L'attaque contre la France se fait au nom de la démocratie, comme en Afghanistan, comme en Irak, comme en Libye, comme en Syrie, comme en Géorgie. La nouveauté, c'est que les factions financières s'attaquent désormais aux plus importants Etats-nations : les Etats-Unis, la France, la Grande-Bretagne (piratée depuis sa création par les factions financières), voire l'Italie. Quand on se souvient de ce que ces factions financières sont capables de perpétrer comme destruction, notamment dans l'effroyable cas grec, le plus inquiétant est de constater la mutation de leur stratégie, qui passe en gros de la stratégie de la guerre contre le terrorisme, où le fédéralisme oligarchique occidental s'attaque eaux États archaïques, à la stratégie de la politique du chaos, où l'on détruit les Etats tribalistes comme la Libye ou la Syrie, mais aussi les Etats-nations les plus puissants.

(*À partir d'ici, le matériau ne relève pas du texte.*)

Issue #2387, opened 2019-03-25
The code_dir storage error log is not consistent with size


debuggy:
**Organization Name**:
microsoft

**Short summary about the issue/question**:

When User code_dir_size is 0. There will be an error log says that dir is larger than 200MB.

C'est le signe de la crise qui frappe ces Etats-nations, également du péril majeur qui attend la France (notamment). Si l'on "laisse faire" les factions financières, loin de sortir la France du péril monétariste dans lequel elle a plongé, les factions financières se feront une joie de détruire l'Etat-nation français, la belle unité française, et ils agiront non pas au nom de leur stratégie du chaos, mais au nom du principe de la démocratie (l'arnaque est démasquée quand on s'avise qu'il spécifiquement s'agit d'ingérence démocratique, l'inverse de la démocratie). Quant à ceux qui en France ou en Occident ferment les yeux sur les massacres coloniaux qui se produisent en Libye, au nom de l'idéal démocratique que l'OTAN contribuerait à apporter au peuple libyen (qui n'a rien demandé, mais c'est une autre histoire), au nom surtout de leur petit confort familial et social, qu'ils ne viennent pas se plaindre quand la stratégie qu'ils ont aveuglément soutenue au loin, dans des contrées inconnues, reviendra chez eux semer la discorde, la zizanie et la guerre civile (comme aux temps des guerres de religion en Europe?). L'anecdote de l'islamophobie antidémocratique et antilibérale marseillaise, plus l'identité des bailleurs de fonds indiquent un horizon des plus sombres pour les peuples s'ils ne démantèlent pas les factions financières : nos pirates aristocrates continueront leur entreprise de piraterie à l'intérieur de fédérations oligarchiques, mais ces factions entendent démanteler dans la violence et le sang, tels des bouchers cruels et impavides, les structures des Etats-nations au nom de la démocratie libérale.